Top of RECORDED INFORMATION
PR #104, opened 2025-09-24
PartitionsGraphView

JoeyT1994:
This PR adds a `PartitionedGraphView` wrapper for the `PartitionsGraph` such that the higher level graph is the one now exposed to the standard `Graphs.jl` functions such as `vertices, edges, neighbors ...` etc..

A few tests are added too.

@mtfishman Let me know how much functionality you think should be ported over to this wrapper, or if we keep it minimal and on an "as needed" basis as we try to use this in `ITensorNetworksnext`


Project.toml
```diff
@@ -1,14 +1,17 @@
...
 
 [deps]
 AbstractTrees = "1520ce14-60c1-5f80-bbc7-55ef81b5835c"
 Combinatorics = "861a8166-3701-5b0c-9a16-15d98fcdc6aa"
 Dictionaries = "85a47980-9c8c-11e8-2b9f-f7ca1fa99fb4"
 Graphs = "86223c79-3864-5bf0-83f7-82e725a168b6"
+JuliaFormatter = "98e50ef6-434e-11e9-1051-2b60c6c9e899"
+KaHyPar = "2a6221f6-aa48-11e9-3542-2d9e0ef01880"
 LinearAlgebra = "37e2e46d-f89d-539d-b4ee-838fcccc9c8e"
+Metis = "2679e427-3c69-5b7f-982b-ece356f1e94b"
```
mtfishman, line 14: These look like mistakes.

src/lib/PartitionedGraphs/src/partitionedgraphview.jl
```diff
@@ -0,0 +1,36 @@
+struct PartitionedGraphView{V,PG<:AbstractGraph{V}} <: AbstractGraph{V}
+  value::PG
+end
+
+value(pgv::PartitionedGraphView) = pgv.value
+Base.copy(pgv::PartitionedGraphView) = PartitionedGraphView(copy(value(pgv)))
+PartitionedGraph(pgv::PartitionedGraphView) = value(pgv)
```
mtfishman, line 7:
```suggestion
  partitioned_graph::PG
end

PartitionedGraph(pgv::PartitionedGraphView) = pgv.partitioned_graph
Base.copy(pgv::PartitionedGraphView) = PartitionedGraphView(copy(PartitionedGraph(pgv)))
```

src/lib/PartitionedGraphs/src/partitionedgraphview.jl
```diff
@@ -0,0 +1,35 @@
...
+end
+
+#Functionality that behaves the same
+for f in [:unpartitioned_graph]
+  @eval begin
+    function $f(pgv::PartitionedGraphView, args...; kwargs...)
+      return $f(PartitionedGraph(pgv), args...; kwargs...)
+    end
+  end
+end
```
mtfishman, line 35: I don't think this is the right definition of `underlying_graph` since a `PartitionsGraphView` should just act like the graph of partitions, so the underlying graph is just itself.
Bottom of RECORDED INFORMATION
> _PROBLEM DETAILS_
Extract the first line above and each line after it up to and including the one with "A few tests are added too.", please, exactly and with nothing else.

> _SOLUTION BELOW_
PR #104, opened 2025-09-24
PartitionsGraphView

JoeyT1994:
This PR adds a `PartitionedGraphView` wrapper for the `PartitionsGraph` such that the higher level graph is the one now exposed to the standard `Graphs.jl` functions such as `vertices, edges, neighbors ...` etc..

A few tests are added too.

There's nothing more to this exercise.